Streaming is a way to make your agent feel more responsive. Instead of waiting for the complete response, you can stream intermediate results as they arrive.

Streaming Support

Railtracks supports streaming responses from your agent. To interact with a stream, just set the appropriate flag when creating your LLM.

import railtracks.llm as llm

model = llm.OpenAILLM(model_name="gpt-4o", stream=True)

When you call the LLM, it will return a generator that you can iterate through:

model = llm.OpenAILLM(model_name="gpt-4o", stream=True)

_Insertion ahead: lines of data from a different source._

PR #3806, opened 2022-08-19
Identify and handle dhcp issues

mdegat01:
## Proposed change

DHCP issues around startup create an issue because it can cause supervisor to disable part of interface permanently. #3676 made this far less common but not impossible. @agners noticed that if a machine has both ipv6 and ipv4 configured and only one has a DHCP issue on startup then we end up permanently disabling the other.

This PR includes a few changes:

response = model.chat(llm.MessageHistory([
    llm.UserMessage("Tell me who you are are"),
]))

# The response object can act as an iterator returning string chunks terminating with the complete message.
for chunk in response:
    print(chunk)

Agent Support

Agents in Railtracks also support streamed responses. When creating your agent, you provide an LLM with streaming enabled:

import railtracks as rt

agent = rt.agent_node(
    llm=rt.llm.OpenAILLM(model_name="gpt-4o", stream=True),
)

The output of the agent will be a generator containing a sequence of strings, followed by the complete message.

Usage

agent = rt.agent_node(
    llm=rt.llm.OpenAILLM(model_name="gpt-4o", stream=True),
)

@rt.session
async def main():
    result = await rt.call(agent, rt.llm.MessageHistory([
        rt.llm.UserMessage("Tell me who you are are"),
        ]))

    # The response object can act as an iterator returning string chunks terminating with the complete message.

    for chunk in result:
        print(chunk)
`

Warning

When using streaming, you should fully exhaust the returned object within the session. If you do this outside of the session, the visualizer suite will not work as expected.

Warning

Streaming is not currently supported for tool-calling agents. See issue #756.